The problem concerning the exact relationship between Buddhism and the early Vedānta has by no means been yet solved. In the Foreword to his edition of The Ratnagotravibhāga Mahāyanottaratantraśāstra ( Patna, 1950), Johnston has pointed out the close parallelism existing between the Tathāgatagarbha theory, propounded therein at great length, and the ātman theories of the Gauḍapādakārikā and other Vedantic works (p. xii). In this connection, I may call special attention to the stanza : Ratna. I. 52, whose identification with Bhagavadgītā XIII. 32, perhaps yet unnoticed, may throw some additional light on the subject. This stanza in Ratna. (p. 42) runs as follows:
- yathā sarvagataṃ saukṣmyād ākāśaṃ nopalipyate /
- sarvatrāvasthitaḥ sattve tathāyaṃ nopalipyate // (I. 52)

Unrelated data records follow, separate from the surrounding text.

PR #909, opened 2024-07-18
Feature: fix adminfee architecture and display clean architecture example

TammiLion:
## Description

Also fix for: https://linear.app/givt/issue/KIDS-1219/add-kid-flow-when-you-select-0-it-still-shows-admin-fee-030

## Summary by CodeRabbit

- **New Features**
  - Introduced `AdminFeeCubit` for managing administrative fees.
  - Added `AdminFeeRepository` for handling admin fee data retrieval and caching.
  - Implemented `AdminFeeUIModel` for representing admin fee details in the UI.
  - Added `AdminFeeTextLayout` widget for displaying admin fee information with customizable styles and themes.

- **Enhancements**
  - Refactored `AdminFeeText` widget to improve interaction with the newly introduced `AdminFeeCubit`.
  - Updated `BaseStateConsumer` to allow more flexible state management in the UI.


lib/features/family/features/admin_fee/presentation/widgets/admin_fee_text_layout.dart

Here the first line is identical with the uniform version of the Bhagavadgītā (Bh. G.); the second line, however, contains a significant variant, which deserves to be closely examined. Instead of sattve tathāyam (Johnston's ed.) in Ratna., the Bh. G. reads dehe tathātma ( according to the critical text, accepted by the B.O.R.I., Poona, 1945). The fact noted by Johnston (op. cit. p. x), viz., that we have in the Ratna. a certain number of kārikās supplemented by other verses, either explaining them in detail or illustrating them by similes from the sūtra literature, combined with the commentator's characterization of the main text as a 'ślokārthasaṃgraha', makes it probable, that the above stanza was taken by the author,—the somewhat mysterious Maitreyanātha to whom the work has been attributed,—from some Buddhist canonical source. We find the meaning of this stanza couched in different phraseologies in R,atna. I. 49 (p. 41) and again in another stanza quoted from an older source by the commentator while explaining I. 146–147 (p. 71). We therefore need not assume here any direct borrowal from a non-Buddhistic source like the Bh. G.